=== MATERIAL SUPPLIED ===

PR #7913, opened 2026-06-28
feat(amdsmi): [ROCM-3941] Add manylinux wheel job to the amdsmi CI matrix

amd-juwillia:
## Motivation

Wire the SONAME-isolated wheel build into amd-smi's own per-distro CI matrix so every change is checked against a manylinux wheel build.

## Technical Details

**CI** (`.github/workflows/amdsmi-build.yml`):
- Add a `manylinux-build` job that runs `tools/build_wheel.py` with `-DBUILD_PYTHON_WHEEL=ON` alongside the existing build-and-test matrix.

> Split 2 of 3 from #5726. **Depends on #7822** (the wheel build it exercises) and is stacked on it. Both target `develop`, so until #7822 merges this PR's diff also shows #7822's changes; it collapses to 2 files once #7822 lands. Merge order: #7822 → this.

## JIRA ID

Resolves ROCM-3941

## Test Plan

- Trigger the `manylinux-build` job on this branch and confirm a `.whl` is produced and import-smoke-tested.

## Test Result

- The manylinux job builds and installs the wheel on the ubuntu-22.04 manylinux_2_28 target.

## Submission Checklist


geomin12 (commented):
seems this is same as #7914 and #7912 , same comments apply here

but amdsmi code should be reviewed by amdsmi folks

dmitrii-galantsev:

Part of the ROCM-3941 chain: #7914 -> #7913 (this) -> #7912. Rebased onto the updated #7914; history rewritten and force-pushed, so please re-pull.

Fixes applied to the manylinux job:

- `runs-on: ubuntu-latest` -> `ubuntu-24.04` (style guide requires pinned runners).
- Removed the redundant manual `pip wheel` invocation. The CMake `python_wheel` target is part of `ALL` (gated on `BUILD_PYTHON_WHEEL`), so the build already produces the wheel via its proper path (which runs `disable_system_fallback.py`). The job now just builds and asserts the `.whl` exists, instead of hand-rolling a second wheel that bypassed that step.
- Split the single `run:` block into discrete steps (select interpreter, install prereqs, configure, build, verify) so a failure points at the right stage, per review feedback.
- Dropped `-DBUILD_TESTS=ON` (the gate never runs the tests); consistent quoting.
- CHANGELOG wording: "workflow" -> "job".


---

**Update:** rebased on the follow-up #7914 (which adds the RHEL CLI-shebang / interpreter-detection fix). No changes to this commit itself. CI green: Manylinux Gate, RHEL8, Debian10 and the wheel-build jobs all pass.

dmitrii-galantsev (approved):

.github/workflows/amdsmi-build.yml
```diff
@@ -38,6 +38,76 @@ defaults:
...
+  manylinux-build:
+    name: Build (Manylinux Gate)
+    runs-on: ubuntu-24.04
+    container:
+      image: quay.io/pypa/manylinux_2_28_x86_64
+    env:
+      BUILD_DIR: /tmp/amdsmi-build
+
+    steps:
+      - uses: actions/checkout@de0fac2e4500dabe0009e67214ff5f5447ce83dd
```
geomin12, line 52: let's checkout specific paths! so we save time

.github/workflows/amdsmi-build.yml
```diff
@@ -38,6 +38,76 @@ defaults:
...
+        run: |
+          set -euo pipefail
+          wheel_dir="$BUILD_DIR/py-interface/python_package"
+          shopt -s nullglob
+          wheels=("$wheel_dir"/*.whl)
+          if [ "${#wheels[@]}" -eq 0 ]; then
+            echo "ERROR: no wheel produced under $wheel_dir" >&2
+            exit 1
+          fi
+          printf 'Python wheel built: %s\n' "${wheels[@]}"
```
geomin12, line 114: can we try checking if we can install this wheel? not just verify it is there?

.github/workflows/amdsmi-build.yml
```diff
@@ -38,6 +38,76 @@ defaults:
...
+      - name: Verify wheel artifact
+        run: |
+          set -euo pipefail
+          wheel_dir="$BUILD_DIR/py-interface/python_package"
+          shopt -s nullglob
+          wheels=("$wheel_dir"/*.whl)
+          if [ "${#wheels[@]}" -eq 0 ]; then
+            echo "ERROR: no wheel produced under $wheel_dir" >&2
+            exit 1
+          fi
```
geomin12, line 113: can this wheel be re-used anywhere? i would at least want to test if we can install it or test it

.github/workflows/amdsmi-build.yml
marifamd: 9222b9797cb
Done

.github/workflows/amdsmi-build.yml
marifamd: 9222b9797cb
Now checks if pip install works and trys to `import amdsmi` after

.github/workflows/amdsmi-build.yml
marifamd: build-verification & debug only; the reusable wheels come from the `amdsmi-manylinux-build.yml`

geomin12 (approved):

marifamd (approved):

===

▶ **PROBLEM STATEMENT**:
Could you restate word for word the lines above, from the one that contains "Resolves ROCM-3941" through the one that contains "## Submission Checklist", and no others?

▶ **WRITTEN SOLUTION**:
Resolves ROCM-3941

## Test Plan

- Trigger the `manylinux-build` job on this branch and confirm a `.whl` is produced and import-smoke-tested.

## Test Result

- The manylinux job builds and installs the wheel on the ubuntu-22.04 manylinux_2_28 target.

## Submission Checklist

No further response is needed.